**TASK PROMPT**
Repeat the data exactly, with every line included.

**PROVIDED DATA**
[Start of Attachment]

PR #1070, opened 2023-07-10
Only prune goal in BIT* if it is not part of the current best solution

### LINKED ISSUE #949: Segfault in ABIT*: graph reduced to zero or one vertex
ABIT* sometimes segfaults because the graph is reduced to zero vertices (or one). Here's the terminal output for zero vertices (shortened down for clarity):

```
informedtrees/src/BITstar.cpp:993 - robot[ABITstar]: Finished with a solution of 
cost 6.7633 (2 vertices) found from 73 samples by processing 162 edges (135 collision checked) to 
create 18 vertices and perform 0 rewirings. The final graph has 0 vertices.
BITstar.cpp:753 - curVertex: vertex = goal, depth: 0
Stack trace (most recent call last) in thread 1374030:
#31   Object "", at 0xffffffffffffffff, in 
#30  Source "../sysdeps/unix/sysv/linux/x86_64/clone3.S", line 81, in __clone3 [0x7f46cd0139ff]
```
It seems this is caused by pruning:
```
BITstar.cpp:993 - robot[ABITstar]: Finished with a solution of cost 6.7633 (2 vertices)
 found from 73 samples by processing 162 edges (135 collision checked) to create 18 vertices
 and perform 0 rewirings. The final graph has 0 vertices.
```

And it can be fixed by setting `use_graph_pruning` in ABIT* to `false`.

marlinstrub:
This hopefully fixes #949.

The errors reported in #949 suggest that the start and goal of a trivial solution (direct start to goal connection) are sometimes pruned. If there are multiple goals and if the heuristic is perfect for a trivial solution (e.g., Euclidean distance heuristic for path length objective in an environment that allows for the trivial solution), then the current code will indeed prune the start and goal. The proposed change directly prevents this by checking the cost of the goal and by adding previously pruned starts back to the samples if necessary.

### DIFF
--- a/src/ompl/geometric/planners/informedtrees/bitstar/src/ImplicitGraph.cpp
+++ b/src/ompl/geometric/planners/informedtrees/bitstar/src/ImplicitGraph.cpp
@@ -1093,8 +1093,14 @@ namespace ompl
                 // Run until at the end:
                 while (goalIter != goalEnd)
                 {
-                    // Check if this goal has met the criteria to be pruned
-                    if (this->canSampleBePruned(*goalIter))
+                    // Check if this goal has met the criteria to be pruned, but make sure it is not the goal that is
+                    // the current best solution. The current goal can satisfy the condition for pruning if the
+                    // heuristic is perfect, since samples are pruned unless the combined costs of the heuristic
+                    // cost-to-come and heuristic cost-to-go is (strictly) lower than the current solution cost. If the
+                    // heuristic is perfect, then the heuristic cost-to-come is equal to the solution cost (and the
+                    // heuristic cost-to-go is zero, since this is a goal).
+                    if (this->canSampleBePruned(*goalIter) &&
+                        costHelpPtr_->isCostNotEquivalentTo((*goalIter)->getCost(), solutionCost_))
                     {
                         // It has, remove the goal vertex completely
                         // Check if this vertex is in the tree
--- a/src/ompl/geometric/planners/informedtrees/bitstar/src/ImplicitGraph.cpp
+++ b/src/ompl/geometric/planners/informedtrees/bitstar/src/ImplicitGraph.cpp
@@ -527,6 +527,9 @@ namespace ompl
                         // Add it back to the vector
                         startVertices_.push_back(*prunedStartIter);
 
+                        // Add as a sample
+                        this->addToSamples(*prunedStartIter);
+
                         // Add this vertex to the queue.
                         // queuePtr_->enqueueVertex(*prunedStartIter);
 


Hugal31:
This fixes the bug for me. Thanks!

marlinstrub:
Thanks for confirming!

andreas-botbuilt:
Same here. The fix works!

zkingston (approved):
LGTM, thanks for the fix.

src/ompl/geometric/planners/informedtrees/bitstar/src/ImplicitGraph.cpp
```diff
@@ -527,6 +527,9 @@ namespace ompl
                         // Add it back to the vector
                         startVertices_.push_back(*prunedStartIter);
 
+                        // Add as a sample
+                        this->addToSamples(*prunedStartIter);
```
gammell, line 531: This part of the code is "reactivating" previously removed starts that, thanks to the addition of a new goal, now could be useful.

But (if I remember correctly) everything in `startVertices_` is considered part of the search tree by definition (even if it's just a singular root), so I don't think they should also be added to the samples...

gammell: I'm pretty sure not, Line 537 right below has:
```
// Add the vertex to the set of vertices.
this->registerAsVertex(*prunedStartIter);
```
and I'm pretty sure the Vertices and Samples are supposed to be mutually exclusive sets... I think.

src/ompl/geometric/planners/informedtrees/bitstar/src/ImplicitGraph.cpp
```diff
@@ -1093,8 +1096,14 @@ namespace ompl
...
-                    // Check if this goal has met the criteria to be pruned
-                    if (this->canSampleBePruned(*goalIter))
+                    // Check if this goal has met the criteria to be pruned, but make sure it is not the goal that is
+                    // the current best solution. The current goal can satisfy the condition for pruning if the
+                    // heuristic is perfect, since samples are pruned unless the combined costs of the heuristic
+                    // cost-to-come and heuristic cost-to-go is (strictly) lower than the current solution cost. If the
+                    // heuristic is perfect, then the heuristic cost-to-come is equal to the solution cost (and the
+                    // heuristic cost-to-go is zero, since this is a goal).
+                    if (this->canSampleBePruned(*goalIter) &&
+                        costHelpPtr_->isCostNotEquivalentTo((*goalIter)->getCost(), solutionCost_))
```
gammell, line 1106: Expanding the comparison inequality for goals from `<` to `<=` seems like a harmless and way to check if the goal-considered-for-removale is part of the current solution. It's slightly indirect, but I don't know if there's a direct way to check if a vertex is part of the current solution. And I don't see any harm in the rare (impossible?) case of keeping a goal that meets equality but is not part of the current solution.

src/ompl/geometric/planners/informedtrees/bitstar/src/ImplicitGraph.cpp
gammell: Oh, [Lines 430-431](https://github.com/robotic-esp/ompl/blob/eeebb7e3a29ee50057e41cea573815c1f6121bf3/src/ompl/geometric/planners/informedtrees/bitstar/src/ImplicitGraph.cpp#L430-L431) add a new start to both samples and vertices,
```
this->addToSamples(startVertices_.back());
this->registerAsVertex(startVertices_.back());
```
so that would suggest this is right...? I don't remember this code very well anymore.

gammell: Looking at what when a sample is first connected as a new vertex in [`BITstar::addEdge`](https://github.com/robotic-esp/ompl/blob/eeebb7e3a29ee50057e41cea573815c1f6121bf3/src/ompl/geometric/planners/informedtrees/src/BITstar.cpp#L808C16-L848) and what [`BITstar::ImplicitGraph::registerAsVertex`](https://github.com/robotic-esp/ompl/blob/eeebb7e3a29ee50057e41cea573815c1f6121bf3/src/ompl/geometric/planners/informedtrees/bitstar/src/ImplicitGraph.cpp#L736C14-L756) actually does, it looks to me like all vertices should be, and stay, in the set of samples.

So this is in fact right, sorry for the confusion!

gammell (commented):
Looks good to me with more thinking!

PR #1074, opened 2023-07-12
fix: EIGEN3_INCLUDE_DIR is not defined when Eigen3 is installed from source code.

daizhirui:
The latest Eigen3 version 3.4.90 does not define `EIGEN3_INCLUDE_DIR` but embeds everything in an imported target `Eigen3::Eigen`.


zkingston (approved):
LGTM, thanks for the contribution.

[End of Attachment]

**EXERCISE ANSWER**
PR #1070, opened 2023-07-10
Only prune goal in BIT* if it is not part of the current best solution

### LINKED ISSUE #949: Segfault in ABIT*: graph reduced to zero or one vertex
ABIT* sometimes segfaults because the graph is reduced to zero vertices (or one). Here's the terminal output for zero vertices (shortened down for clarity):

```
informedtrees/src/BITstar.cpp:993 - robot[ABITstar]: Finished with a solution of 
cost 6.7633 (2 vertices) found from 73 samples by processing 162 edges (135 collision checked) to 
create 18 vertices and perform 0 rewirings. The final graph has 0 vertices.
BITstar.cpp:753 - curVertex: vertex = goal, depth: 0
Stack trace (most recent call last) in thread 1374030:
#31   Object "", at 0xffffffffffffffff, in 
#30  Source "../sysdeps/unix/sysv/linux/x86_64/clone3.S", line 81, in __clone3 [0x7f46cd0139ff]
```
It seems this is caused by pruning:
```
BITstar.cpp:993 - robot[ABITstar]: Finished with a solution of cost 6.7633 (2 vertices)
 found from 73 samples by processing 162 edges (135 collision checked) to create 18 vertices
 and perform 0 rewirings. The final graph has 0 vertices.
```

And it can be fixed by setting `use_graph_pruning` in ABIT* to `false`.

marlinstrub:
This hopefully fixes #949.

The errors reported in #949 suggest that the start and goal of a trivial solution (direct start to goal connection) are sometimes pruned. If there are multiple goals and if the heuristic is perfect for a trivial solution (e.g., Euclidean distance heuristic for path length objective in an environment that allows for the trivial solution), then the current code will indeed prune the start and goal. The proposed change directly prevents this by checking the cost of the goal and by adding previously pruned starts back to the samples if necessary.

### DIFF
--- a/src/ompl/geometric/planners/informedtrees/bitstar/src/ImplicitGraph.cpp
+++ b/src/ompl/geometric/planners/informedtrees/bitstar/src/ImplicitGraph.cpp
@@ -1093,8 +1093,14 @@ namespace ompl
                 // Run until at the end:
                 while (goalIter != goalEnd)
                 {
-                    // Check if this goal has met the criteria to be pruned
-                    if (this->canSampleBePruned(*goalIter))
+                    // Check if this goal has met the criteria to be pruned, but make sure it is not the goal that is
+                    // the current best solution. The current goal can satisfy the condition for pruning if the
+                    // heuristic is perfect, since samples are pruned unless the combined costs of the heuristic
+                    // cost-to-come and heuristic cost-to-go is (strictly) lower than the current solution cost. If the
+                    // heuristic is perfect, then the heuristic cost-to-come is equal to the solution cost (and the
+                    // heuristic cost-to-go is zero, since this is a goal).
+                    if (this->canSampleBePruned(*goalIter) &&
+                        costHelpPtr_->isCostNotEquivalentTo((*goalIter)->getCost(), solutionCost_))
                     {
                         // It has, remove the goal vertex completely
                         // Check if this vertex is in the tree
--- a/src/ompl/geometric/planners/informedtrees/bitstar/src/ImplicitGraph.cpp
+++ b/src/ompl/geometric/planners/informedtrees/bitstar/src/ImplicitGraph.cpp
@@ -527,6 +527,9 @@ namespace ompl
                         // Add it back to the vector
                         startVertices_.push_back(*prunedStartIter);
 
+                        // Add as a sample
+                        this->addToSamples(*prunedStartIter);
+
                         // Add this vertex to the queue.
                         // queuePtr_->enqueueVertex(*prunedStartIter);
 


Hugal31:
This fixes the bug for me. Thanks!

marlinstrub:
Thanks for confirming!

andreas-botbuilt:
Same here. The fix works!

zkingston (approved):
LGTM, thanks for the fix.

src/ompl/geometric/planners/informedtrees/bitstar/src/ImplicitGraph.cpp
```diff
@@ -527,6 +527,9 @@ namespace ompl
                         // Add it back to the vector
                         startVertices_.push_back(*prunedStartIter);
 
+                        // Add as a sample
+                        this->addToSamples(*prunedStartIter);
```
gammell, line 531: This part of the code is "reactivating" previously removed starts that, thanks to the addition of a new goal, now could be useful.

But (if I remember correctly) everything in `startVertices_` is considered part of the search tree by definition (even if it's just a singular root), so I don't think they should also be added to the samples...

gammell: I'm pretty sure not, Line 537 right below has:
```
// Add the vertex to the set of vertices.
this->registerAsVertex(*prunedStartIter);
```
and I'm pretty sure the Vertices and Samples are supposed to be mutually exclusive sets... I think.

src/ompl/geometric/planners/informedtrees/bitstar/src/ImplicitGraph.cpp
```diff
@@ -1093,8 +1096,14 @@ namespace ompl
...
-                    // Check if this goal has met the criteria to be pruned
-                    if (this->canSampleBePruned(*goalIter))
+                    // Check if this goal has met the criteria to be pruned, but make sure it is not the goal that is
+                    // the current best solution. The current goal can satisfy the condition for pruning if the
+                    // heuristic is perfect, since samples are pruned unless the combined costs of the heuristic
+                    // cost-to-come and heuristic cost-to-go is (strictly) lower than the current solution cost. If the
+                    // heuristic is perfect, then the heuristic cost-to-come is equal to the solution cost (and the
+                    // heuristic cost-to-go is zero, since this is a goal).
+                    if (this->canSampleBePruned(*goalIter) &&
+                        costHelpPtr_->isCostNotEquivalentTo((*goalIter)->getCost(), solutionCost_))
```
gammell, line 1106: Expanding the comparison inequality for goals from `<` to `<=` seems like a harmless and way to check if the goal-considered-for-removale is part of the current solution. It's slightly indirect, but I don't know if there's a direct way to check if a vertex is part of the current solution. And I don't see any harm in the rare (impossible?) case of keeping a goal that meets equality but is not part of the current solution.

src/ompl/geometric/planners/informedtrees/bitstar/src/ImplicitGraph.cpp
gammell: Oh, [Lines 430-431](https://github.com/robotic-esp/ompl/blob/eeebb7e3a29ee50057e41cea573815c1f6121bf3/src/ompl/geometric/planners/informedtrees/bitstar/src/ImplicitGraph.cpp#L430-L431) add a new start to both samples and vertices,
```
this->addToSamples(startVertices_.back());
this->registerAsVertex(startVertices_.back());
```
so that would suggest this is right...? I don't remember this code very well anymore.

gammell: Looking at what when a sample is first connected as a new vertex in [`BITstar::addEdge`](https://github.com/robotic-esp/ompl/blob/eeebb7e3a29ee50057e41cea573815c1f6121bf3/src/ompl/geometric/planners/informedtrees/src/BITstar.cpp#L808C16-L848) and what [`BITstar::ImplicitGraph::registerAsVertex`](https://github.com/robotic-esp/ompl/blob/eeebb7e3a29ee50057e41cea573815c1f6121bf3/src/ompl/geometric/planners/informedtrees/bitstar/src/ImplicitGraph.cpp#L736C14-L756) actually does, it looks to me like all vertices should be, and stay, in the set of samples.

So this is in fact right, sorry for the confusion!

gammell (commented):
Looks good to me with more thinking!

PR #1074, opened 2023-07-12
fix: EIGEN3_INCLUDE_DIR is not defined when Eigen3 is installed from source code.

daizhirui:
The latest Eigen3 version 3.4.90 does not define `EIGEN3_INCLUDE_DIR` but embeds everything in an imported target `Eigen3::Eigen`.


zkingston (approved):
LGTM, thanks for the contribution.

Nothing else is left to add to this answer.